Authenticates a HTTP request against an opened password file. Returns 1 if authenticated, 0 otherwise.

int mg_check_digest_auth(struct mg_str method, struct mg_str uri,
                         struct mg_str username, struct mg_str cnonce,
                         struct mg_str response, struct mg_str qop,
                         struct mg_str nc, struct mg_str nonce,
                         struct mg_str auth_domain, FILE *fp);

Authenticates given response params against an opened password file. Returns 1 if authenticated, 0 otherwise.

It's used by mg_http_check_digest_auth().

void mg_send_http_chunk(struct mg_connection *nc, const char *buf, size_t len);

Sends buffer buf of size len to the client using chunked HTTP encoding. This function sends the buffer size as hex number + newline first, then the buffer itself, then the newline. For example, mg_send_http_chunk(nc, "foo", 3) will append the 3\r\nfoo\r\n string to the nc->send_mbuf output IO buffer.

NOTE: The HTTP header "Transfer-Encoding: chunked" should be sent prior to using this function.

NOTE: do not forget to send an empty chunk at the end of the response, to tell the client that everything was sent. Example:

  mg_printf_http_chunk(nc, "%s", "my response!");
  mg_send_http_chunk(nc, "", 0); // Tell the client we're finished

void mg_printf_http_chunk(struct mg_connection *nc, const char *fmt, ...);

Sends a printf-formatted HTTP chunk.

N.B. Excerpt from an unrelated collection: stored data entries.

PR #685, opened 2020-01-28
Fixes #28883 - Initial IPv6 support for kickstart

lzap:
This is initial change for PXE and kickstart to support IPv6, however during testing I encountered a bug in Anaconda installer, therefore this cannot be tested end to end. I'd appreciate if we could get this into the next upstream release to get feedback on this.

The patch introduces new snippet which unifies kernel command line across all PXE templates, previously we had all code duplicated in all templates. It also contains changes needed to setup IPv6 networking for provisioning.


provisioning_templates/iPXE/kickstart_default_ipxe.erb
```diff
@@ -9,47 +9,19 @@ oses:
...
-    if (is_fedora && os_major < 17) || (rhel_compatible && os_major < 7)
-      options.push("vlanid=#{iface.tag}")
-    else
-      options.push("vlan=vlan#{iface.tag}:#{iface.attached_to}")
-    end
-  end
-
-  if !is_fedora && os_major >= 7 && host_param_true?('fips_enabled')
-    options.push('fips=1')
+  static = ''
```
ekohl: Alternative:
```ruby
if subnet4 && !subnet4.dhcp_boot_mode?
  ks = foreman_url('provision', static: '1')
elsif subnet6 && !subnet6.dhcp_boot_mode?
  ks = foreman_url('provision', static6: '1')
else
  ks = foreman_url('provision')
```

Maybe the args could be stored in a hash?

provisioning_templates/provision/kickstart_default.erb
```diff
@@ -91,14 +80,87 @@ selinux --<%= host_param('selinux-mode') || host_param('selinux') || 'enforcing'
...
+  # DNS
+  if nameservers.flatten.size > 0
+    network_options.push("--nameserver=#{nameservers.flatten.join(',')}")
+  else
+    network_options.push("--nodns")
+  end
+
+  # minimum MTU takes precedence for dual-stack setup
+  # min/max methods are not allowed: https://github.com/svenfuchs/safemode/pull/30
+  if mtus[1] && mtus[1] > mtus[0]
```
ekohl: I wonder if we should take a min() or max() approach. This implements max() but won't that lead to incompatibilities and MTU issues? Let's say IPv6 allows jumbo frames (MTU 9000) but IPv4 only standard (MTU 1500) it will cause a lot of fragmentation for IPv4. Not an expert in this so carefully consider this.

provisioning_templates/snippet/kickstart_kernel_options.erb
```diff
@@ -0,0 +1,108 @@
...
+  nic_delay ||= subnet6 ? subnet6.nic_delay : nil
+  if nic_delay && rhel_compatible && major >= 7
+    ["dhcp", "iflink", "ifup", "route", "ipv6dad", "ipv6auto", "carrier"].each do |type|
+      options.push("rd.net.timeout.#{type}=#{nic_delay}")
+    end
+  elsif nic_delay
+    options.push("nicdelay=#{nic_delay} linksleep=#{nic_delay}")
+  end
+-%>
+<%= options.join(' ') -%>
```
ekohl: Is the lack of a newline intentional?

ekohl (commented):
How do we handle the exceptions that are raised? I don't think we do it anywhere else in our templates.

provisioning_templates/iPXE/kickstart_default_ipxe.erb
lzap: Much better this one.

provisioning_templates/provision/kickstart_default.erb
lzap: Good point, this could create terrible pains and investigation. I am opting for explicit solution - if MTUs are different, then let's raise an exception.

provisioning_templates/snippet/kickstart_kernel_options.erb
lzap: Yes, this is added to another line actually, it's "line snippet". I've tested this and it renders fine.

ekohl: If you rely on it, I'd add a comment above it. It's too easy to miss in doing a review. Alternatively you can perhaps call `snippet().strip()` when using this if it's important?

provisioning_templates/provision/kickstart_default.erb
ekohl: In IPv6 each route can have its own MTU. I'm not sure what the best approach is.

@jovandeginste @vstone AFAIK you've both done your fair share of networking. Care to weigh in here?

provisioning_templates/snippet/kickstart_kernel_options.erb
lzap: Well as long as this is added as the very last element on that line it actually does not matter, I don't think it is worth the effort, it's pretty obvious when this is broken.

provisioning_templates/provision/kickstart_default.erb
lzap: No, provisioning interface can only have one IPv4 and one IPv6 network (which has MTU assigned in Foreman DB). Unless it does not differ, we don't care how MTU is set for other interfaces. Remember, I dropped the idea of configuring everything through Anaconda.

provisioning_templates/snippet/kickstart_kernel_options.erb
ekohl: Always adding it as the last element so the newline doesn't matter is another valid technical solution.

lzap: Added comment.

lzap:
Added tests which I partially extracted from the other PR, I realized that these are terrible mocks and there is no reason to invest much time in improving them. We need to work on enabling rendering via Foreman core.

provisioning_templates/provision/kickstart_default.erb
jovandeginste: @ekohl Never did different routes with different MTU on the same interface...

lzap:
Re exceptions - an error is thown and it is shown in the interface.

I am changing my mind on the newlines, actually this striked me hard when I was testing this. I haven't noticed but one of my PXE templates rendered with a newline and it's not obvious that you are missing some options unless you boot the broken system and see `/proc/cmdline` :-)

I will implement a way to cleanly render content on one line. The problem is not with a trailing newline, but a newline on the first line. I will push a temporary solution using `gsub` for now and probably will implement a change in `snippet` macro in core.

ekohl:
> I will implement a way to cleanly render content on one line. The problem is not with a trailing newline, but a newline on the first line. I will push a temporary solution using `gsub` for now and probably will implement a change in `snippet` macro in core.

Is `strip()` not allowed in the jail? A `strip` parameter to `snippet()` (and friends) makes sense to me as well since that's probably safer in the `if_exists` case.

lzap:
Good idea, `strip` even doesn't look bad and the code reads fine - no need to introduce another helper. I have tested it, it works in safe mode. I was also able to solve the IPv6 nameserver problem in dracut and I am able to confirm that HTTP UEFI Boot over IPv6 works fine both in libvirt and on bare metal server. This PR is ready for review however there is one missing bit - IPv6 interface will not be initialized yet, the ifcfg changes are planned and I will be working on them the week after FOSDEM/CfgCamp.

I wonder if it makes sense to merge this if there are no big problems @ekohl @ares @tbrisker maybe you could discuss this over a beer and decide. I would like to see this in 2.0 because this is a huge refactoring of PXE templates and little refactoring of kickstart template and although it does not deliver full IPv6 workflow yet (it installs, ifcfg is not configured properly) it would be good to let community users to test this.

ares:
I think this is a good addition and would be good to be merged before branching. @lzap also promised to do the testing during the test week of all variants, so we'll know provisioning works. @ekohl and @tbrisker any concern with merging this week?

tbrisker:
I'm not too happy about merging such a large change at this stage. i'm worried that again we will hit issues when syncing the templates to core (as we had in the 1.24 cycle). This also requires documenting the changes very well in the upgrade warnings section of the manual as there is a good chance that users using a combination of default and custom templates may see breakages.

If this is merged and synced to core before branching (i.e. this week) with no breakages, i'll be ok with that as long as the documentation will be ready for GA (and preferably sooner). otherwise, or if the sync to core leads to issues and risks delays, my finger on the revert button on Monday will be very light.

lzap:
I am back, well it's too late I believe. I will continue in this PR with the remaining ifcfg changes for post-2.0 merge then.

lzap:
I've heard you say we have branched off, can this be merged now, @tbrisker ? :-)

All: The patch is ready for final review. What works:

* IPv6 HTTP UEFI provisioning with an external DHCP
* IPv6 HTTP UEFI provisioning via a static IPv6
* DNS management (AAAA, PTR)

Major workarounds:

* PXE templates must contain `nameserver=` entries due to bug in Dracut/Anaconda (reported).
* Grub2 `grubx64.efi` on TFTP must be replaced with a one from Fedora (EL7/EL8 versions do not work).

I will try VLAN as well tomorrow due to request from a customer but this is out of scope for IPv6 initial support. I'd file a new PR for that one if this gets merged. @ares @ekohl

lzap:
@tbrisker can we merge this PR? I am ready to do followup if there are bugs found. I'd like to get this into nightly sooner than later.

lzap:
Rebased only, conflict. This is pain in a_s it is a major refactor, let's do this!

provisioning_templates/iPXE/kickstart_default_ipxe.erb
```diff
@@ -9,47 +9,19 @@ oses:
...
-  is_fedora = @host.operatingsystem.name == 'Fedora'
-  os_major = @host.operatingsystem.major.to_i
-  os_minor = @host.operatingsystem.minor.to_i
-  major = @host.operatingsystem.major.to_i
   iface = @host.provision_interface
-  mac = @host.provision_interface.mac
-  hostname = @host.name
-  subnet = @host.subnet
-  options = []
+  subnet4 = iface.subnet
```
ekohl, line 13: Nit: these variables are only used once so you might as well use them inline.

provisioning_templates/provision/kickstart_default.erb
```diff
@@ -94,14 +84,81 @@ selinux --<%= host_param('selinux-mode') || host_param('selinux') || 'enforcing'
...
+  if (subnet4 && !subnet4.dhcp_boot_mode?) || @static
+    network_options.push("--bootproto static")
+    network_options.push("--ip=#{iface.ip}")
+    network_options.push("--netmask=#{subnet4.mask}")
+    network_options.push("--gateway=#{subnet4.gateway}")
+  elsif subnet4 && subnet4.dhcp_boot_mode?
+    network_options.push("--bootproto dhcp")
+  end
+  if subnet4
+    nameservers.push(subnet4.dns_servers)
```
ekohl: This pushes an array onto an array. Not sure if this is allowed in safe mode, but this is probably what you intended.
```suggestion
    nameservers += subnet4.dns_servers
```

provisioning_templates/provision/kickstart_default.erb
```diff
@@ -94,14 +84,81 @@ selinux --<%= host_param('selinux-mode') || host_param('selinux') || 'enforcing'
...
+      network_options.push("--ipv6gateway=#{subnet6.gateway}")
+    elsif subnet6 && subnet6.dhcp_boot_mode?
+      if host_param_true?('use-slaac')
+        network_options.push("--ipv6 auto")
+      else
+        network_options.push("--ipv6 dhcp")
+      end
+    end
+    if subnet6
+      nameservers.push(subnet6.dns_servers)
```
ekohl: Same as v4 nameservers
```suggestion
      nameservers += subnet6.dns_servers
```

provisioning_templates/provision/kickstart_default.erb
```diff
@@ -94,14 +84,81 @@ selinux --<%= host_param('selinux-mode') || host_param('selinux') || 'enforcing'
...
+  if iface.virtual? && iface.tag.present? && iface.attached_to.present?
+    if rhel_compatible && os_major >= 6
+      network_options.push("--vlanid=#{iface.tag}")
+    elsif rhel_compatible && os_major >= 7
+      network_options.push("--interfacename=vlan#{iface.tag}")
+    end
+  end
+
+  # DNS
+  if nameservers.flatten.size > 0
```
ekohl: Flatten would not be needed if `+=` was used earlier

provisioning_templates/snippet/kickstart_ifcfg_generic_interface.erb
```diff
@@ -41,6 +43,10 @@ DEFROUTE=<%= primary %>
 <%-     @subnet.dns_servers.each_index do |index| -%>
 <%=       "DNS#{index +1}=\"#{@subnet.dns_servers[index]}\"" %>
 <%-     end -%>
+<%-   elsif !@dhcp && @subnet6 -%>
+<%-     @subnet6.dns_servers.each_index do |index| -%>
+<%=       "DNS#{index +1}=\"#{@subnet6.dns_servers[index]}\"" %>
```
ekohl, line 48: This inded starts at 0 again so it should be:
```suggestion
<%=       "DNS#{index + @subnet.dns_servers.length + 1}=\"#{@subnet6.dns_servers[index]}\"" %>
```

Of course this also needs some check in case there is no IPv4 subnet.

test/kickstart/provision_test.rb
```diff
@@ -61,7 +62,7 @@
     options[:majors].each do |major|
       describe "#{distro} #{major}" do
         it 'will compile' do
-          code, stdout, stderr = @renderer.render(distro, major, options[:minor], options[:prefix], false)
+            code, stdout, stderr = @renderer.render(distro, major, options[:minor], options[:prefix], nil, false)
```
ekohl: Odd indenting
```suggestion
          code, stdout, stderr = @renderer.render(distro, major, options[:minor], options[:prefix], nil, false)
```

ekohl (commented):
Some minor comments, otherwise it looks good.

provisioning_templates/provision/kickstart_default.erb
lzap: It's quite the opposite, `push` is allowed but `+=` is not. That's why I don't use it: https://github.com/svenfuchs/safemode/blob/26d16d223630a0dbee3953aabbb1bfdd12da68ce/lib/safemode/core_jails.rb#L48-L55

provisioning_templates/iPXE/kickstart_default_ipxe.erb
lzap: I am trying here to set some "practice" to always have these variables explicitly set, so when you write `subnet4` it immediately strikes you there's also IPv6. This is intentional, these "headers" often get copied over in this repo.

provisioning_templates/provision/kickstart_default.erb
lzap: Oh I can use `concat` or `push(*array)`. Will fix.

provisioning_templates/snippet/kickstart_ifcfg_generic_interface.erb
lzap: I am not sure what you mean, DNS entries do start with 1 according to the man page: https://www.systutorials.com/docs/linux/man/5-nm-settings-ifcfg-rh/

I'd rather not touch this, I've only copied this from IPv4 section and I would like to avoid re-testing this again if possible. It works just like this.

test/kickstart/provision_test.rb
lzap: Fixed

lzap:
Fixed indentation and concat problem.

provisioning_templates/snippet/kickstart_ifcfg_generic_interface.erb
ekohl: My bad, I missed the `elsif` and thought you could have both IPv4 and IPv6 DNS servers. Airport reviews are not the best reviews.

provisioning_templates/snippet/kickstart_kernel_options.erb
```diff
@@ -0,0 +1,115 @@
...
+      if @ipxe_net
+        options.push('ip=${netX/ip} netmask=${netX/netmask} gateway=${netX/gateway} dns=${dns}')
+      else
+        options.push("ip=#{iface.ip}", "netmask=#{subnet4.mask}", "gateway=#{subnet4.gateway}", "dns=#{dns_servers}")
+      end
+    else
+      if @ipxe_net
+        options.push("ip=${netX/ip}::${netX/gateway}:${netX/netmask}:#{hostname}:#{iface.identifier}:none nameserver=${dns}")
+      else
+        options.push("ip=#{iface.ip}::#{subnet4.gateway}:#{subnet4.mask}:#{hostname}:#{iface.identifier}:none")
```
ekohl, line 50: Aren't the nameservers missing here?

lzap: iPXE has a special case, we actually want to add `nameserver=${dns}` there. But that could be overriden by DNS from subnet later on, I've ruled that out in the code:

```ruby
  if subnet4 && !@ipxe_net
    subnet4.dns_servers.each { |server|
      options.push("nameserver=#{server}")
    }
  elsif subnet6 && !@ipxe_net
    subnet6.dns_servers.each { |server|
      options.push("nameserver=#{server}")
    }
  end
```

In case of iPXE, these won't be appended.

ekohl (approved):
Let's get this in and iterate on it if needed.

lzap:
Thanks a bunch!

Functionality is similar to mg_send_http_chunk().

void mg_send_response_line(struct mg_connection *nc, int status_code,
                           const char *extra_headers);

Sends the response status line. If extra_headers is not NULL, then extra_headers are also sent after the response line. extra_headers must NOT end end with new line. Example:

 mg_send_response_line(nc, 200, "Access-Control-Allow-Origin: ");

Will result in:

 HTTP/1.1 200 OK\r\n
 Access-Control-Allow-Origin: \r\n

void mg_http_send_error(struct mg_connection *nc, int code, const char *reason);

Sends an error response. If reason is NULL, the message will be inferred from the error code (if supported).

void mg_http_send_redirect(struct mg_connection *nc, int status_code,
                           const struct mg_str location,
                           const struct mg_str extra_headers);

Sends a redirect response. status_code should be either 301 or 302 and location point to the new location. If extra_headers is not empty, then extra_headers are also sent after the response line. extra_headers must NOT end end with new line.


 mg_http_send_redirect(nc, 302, mg_mk_str("/login"), mg_mk_str(NULL));

void mg_send_head(struct mg_connection *n, int status_code,
                  int64_t content_length, const char *extra_headers);

Sends the response line and headers. This function sends the response line with the status_code, and automatically sends one header: either "Content-Length" or "Transfer-Encoding". If content_length is negative, then "Transfer-Encoding: chunked" header is sent, otherwise, "Content-Length" header is sent.

NOTE: If Transfer-Encoding is chunked, then message body must be sent using mg_send_http_chunk() or mg_printf_http_chunk() functions. Otherwise, mg_send() or mg_printf() must be used. Extra headers could be set through extra_headers. Note extra_headers must NOT be terminated by a new line.

void mg_printf_html_escape(struct mg_connection *nc, const char *fmt, ...);

Sends a printf-formatted HTTP chunk, escaping HTML tags.

void mg_http_reverse_proxy(struct mg_connection *nc,
                           const struct http_message *hm, struct mg_str mount,
                           struct mg_str upstream);

Proxies a given request to a given upstream http server. The path prefix in mount will be stripped of the path requested to the upstream server, e.g. if mount is /api and upstream is http://localhost:8001/foo then an incoming request to /api/bar will cause a request to http://localhost:8001/foo/bar

EXPERIMENTAL API. Please use http_serve_http + url_rewrites if a static mapping is good enough.